**Assigned task**
Every record here needs to be written out again exactly.

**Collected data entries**
===============

PR #3642, opened 2022-06-02
Add ARM64 support for Windows

nursik:
This PR makes possible to build OpenBLAS for Windows on ARM using MSVC. Changes are made in order to bring arm64-windows support for vcpkg,

### DIFF
--- a/cmake/system_check.cmake
+++ b/cmake/system_check.cmake
@@ -31,7 +31,11 @@ endif()
 
 # Pretty thorough determination of arch. Add more if needed
 if(CMAKE_CL_64 OR MINGW64)
-  set(X86_64 1)
+  if (CMAKE_SYSTEM_PROCESSOR MATCHES "^(aarch64.*|AARCH64.*|arm64.*|ARM64.*)")
+    set(ARM64 1)
+  else()
+    set(X86_64 1)
+  endif()
 elseif(MINGW OR (MSVC AND NOT CMAKE_CROSSCOMPILING))
   set(X86 1)
 elseif(CMAKE_SYSTEM_PROCESSOR MATCHES "ppc.*|power.*|Power.*")
--- a/common_arm64.h
+++ b/common_arm64.h
@@ -35,9 +35,9 @@ USE OF THIS SOFTWARE, EVEN IF ADVISED OF THE POSSIBILITY OF SUCH DAMAGE.
 
 #ifdef C_MSVC
 #include <intrin.h>
-#define MB do {} while (0)
-#define WMB do {} while (0)
-#define RMB
+#define MB __dmb(_ARM64_BARRIER_ISH)
+#define WMB __dmb(_ARM64_BARRIER_ISHST)
+#define RMB __dmb(_ARM64_BARRIER_ISHLD)
 #else
 #define MB   __asm__ __volatile__ ("dmb  ish" : : : "memory")
 #define WMB  __asm__ __volatile__ ("dmb  ishst" : : : "memory")
@@ -92,7 +92,12 @@ static void __inline blas_lock(volatile BLASULONG *address){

===============

**Answer to the problem**
PR #3642, opened 2022-06-02
Add ARM64 support for Windows

nursik:
This PR makes possible to build OpenBLAS for Windows on ARM using MSVC. Changes are made in order to bring arm64-windows support for vcpkg,

### DIFF
--- a/cmake/system_check.cmake
+++ b/cmake/system_check.cmake
@@ -31,7 +31,11 @@ endif()
 
 # Pretty thorough determination of arch. Add more if needed
 if(CMAKE_CL_64 OR MINGW64)
-  set(X86_64 1)
+  if (CMAKE_SYSTEM_PROCESSOR MATCHES "^(aarch64.*|AARCH64.*|arm64.*|ARM64.*)")
+    set(ARM64 1)
+  else()
+    set(X86_64 1)
+  endif()
 elseif(MINGW OR (MSVC AND NOT CMAKE_CROSSCOMPILING))
   set(X86 1)
 elseif(CMAKE_SYSTEM_PROCESSOR MATCHES "ppc.*|power.*|Power.*")
--- a/common_arm64.h
+++ b/common_arm64.h
@@ -35,9 +35,9 @@ USE OF THIS SOFTWARE, EVEN IF ADVISED OF THE POSSIBILITY OF SUCH DAMAGE.
 
 #ifdef C_MSVC
 #include <intrin.h>
-#define MB do {} while (0)
-#define WMB do {} while (0)
-#define RMB
+#define MB __dmb(_ARM64_BARRIER_ISH)
+#define WMB __dmb(_ARM64_BARRIER_ISHST)
+#define RMB __dmb(_ARM64_BARRIER_ISHLD)
 #else
 #define MB   __asm__ __volatile__ ("dmb  ish" : : : "memory")
 #define WMB  __asm__ __volatile__ ("dmb  ishst" : : : "memory")
@@ -92,7 +92,12 @@ static void __inline blas_lock(volatile BLASULONG *address){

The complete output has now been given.